**** DATA ****

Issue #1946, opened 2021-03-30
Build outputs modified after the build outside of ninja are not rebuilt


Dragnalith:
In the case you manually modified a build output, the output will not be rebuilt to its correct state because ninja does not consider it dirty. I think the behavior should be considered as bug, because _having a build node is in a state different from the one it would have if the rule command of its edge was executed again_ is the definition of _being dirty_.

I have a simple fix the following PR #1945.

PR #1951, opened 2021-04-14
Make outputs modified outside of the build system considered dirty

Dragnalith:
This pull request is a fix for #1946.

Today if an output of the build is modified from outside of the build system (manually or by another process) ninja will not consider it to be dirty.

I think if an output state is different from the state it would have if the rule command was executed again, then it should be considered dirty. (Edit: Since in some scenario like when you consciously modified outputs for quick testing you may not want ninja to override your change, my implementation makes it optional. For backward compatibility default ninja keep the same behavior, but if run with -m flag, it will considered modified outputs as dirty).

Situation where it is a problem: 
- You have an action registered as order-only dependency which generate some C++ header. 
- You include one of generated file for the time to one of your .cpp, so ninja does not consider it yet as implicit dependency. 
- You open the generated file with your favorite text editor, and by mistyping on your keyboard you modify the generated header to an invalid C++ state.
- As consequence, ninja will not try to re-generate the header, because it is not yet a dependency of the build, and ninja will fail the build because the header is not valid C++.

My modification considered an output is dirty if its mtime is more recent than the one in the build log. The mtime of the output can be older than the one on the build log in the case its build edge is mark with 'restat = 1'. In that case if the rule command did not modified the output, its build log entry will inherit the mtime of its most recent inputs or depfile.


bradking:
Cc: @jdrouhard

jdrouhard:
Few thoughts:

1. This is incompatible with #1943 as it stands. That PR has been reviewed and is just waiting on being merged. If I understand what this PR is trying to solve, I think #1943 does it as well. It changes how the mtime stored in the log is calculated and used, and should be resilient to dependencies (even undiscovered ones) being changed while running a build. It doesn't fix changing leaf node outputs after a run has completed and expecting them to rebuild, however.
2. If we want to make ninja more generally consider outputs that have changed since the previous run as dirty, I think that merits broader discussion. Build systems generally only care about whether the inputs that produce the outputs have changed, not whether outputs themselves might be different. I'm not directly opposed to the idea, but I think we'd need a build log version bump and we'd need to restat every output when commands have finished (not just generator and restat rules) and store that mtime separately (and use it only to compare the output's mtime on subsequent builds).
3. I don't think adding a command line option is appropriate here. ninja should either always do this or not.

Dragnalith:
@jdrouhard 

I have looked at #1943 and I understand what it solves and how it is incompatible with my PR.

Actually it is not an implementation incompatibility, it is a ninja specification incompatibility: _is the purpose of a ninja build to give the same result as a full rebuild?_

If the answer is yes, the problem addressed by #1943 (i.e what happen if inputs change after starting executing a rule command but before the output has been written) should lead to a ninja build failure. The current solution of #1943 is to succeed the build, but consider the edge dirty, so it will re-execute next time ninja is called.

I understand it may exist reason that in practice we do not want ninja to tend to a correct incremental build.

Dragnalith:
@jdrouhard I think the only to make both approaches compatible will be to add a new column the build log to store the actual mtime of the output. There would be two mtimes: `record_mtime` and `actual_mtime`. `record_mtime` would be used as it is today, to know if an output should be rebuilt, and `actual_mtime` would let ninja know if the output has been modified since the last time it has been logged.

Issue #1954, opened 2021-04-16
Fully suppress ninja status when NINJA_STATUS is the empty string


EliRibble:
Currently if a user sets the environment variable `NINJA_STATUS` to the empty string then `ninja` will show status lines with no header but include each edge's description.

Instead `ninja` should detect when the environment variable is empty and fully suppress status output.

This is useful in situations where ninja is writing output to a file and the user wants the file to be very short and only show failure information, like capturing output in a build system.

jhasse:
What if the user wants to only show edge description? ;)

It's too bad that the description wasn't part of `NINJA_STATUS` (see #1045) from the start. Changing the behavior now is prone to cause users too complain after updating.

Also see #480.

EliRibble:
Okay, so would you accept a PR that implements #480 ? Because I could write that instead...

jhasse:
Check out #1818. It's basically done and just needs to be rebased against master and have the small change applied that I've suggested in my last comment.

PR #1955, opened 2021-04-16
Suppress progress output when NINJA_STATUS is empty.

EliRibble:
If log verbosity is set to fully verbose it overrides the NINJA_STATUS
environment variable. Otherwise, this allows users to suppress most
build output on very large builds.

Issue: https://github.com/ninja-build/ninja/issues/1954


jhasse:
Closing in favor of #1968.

****

TASK DETAILS → Look above for the line holding "PR #1951, opened 2021-04-14" and the line holding "Today if an". Retype both, and every line between them, word for word and nothing else.

ANSWER SECTION →
PR #1951, opened 2021-04-14
Make outputs modified outside of the build system considered dirty

Dragnalith:
This pull request is a fix for #1946.

Today if an output of the build is modified from outside of the build system (manually or by another process) ninja will not consider it to be dirty.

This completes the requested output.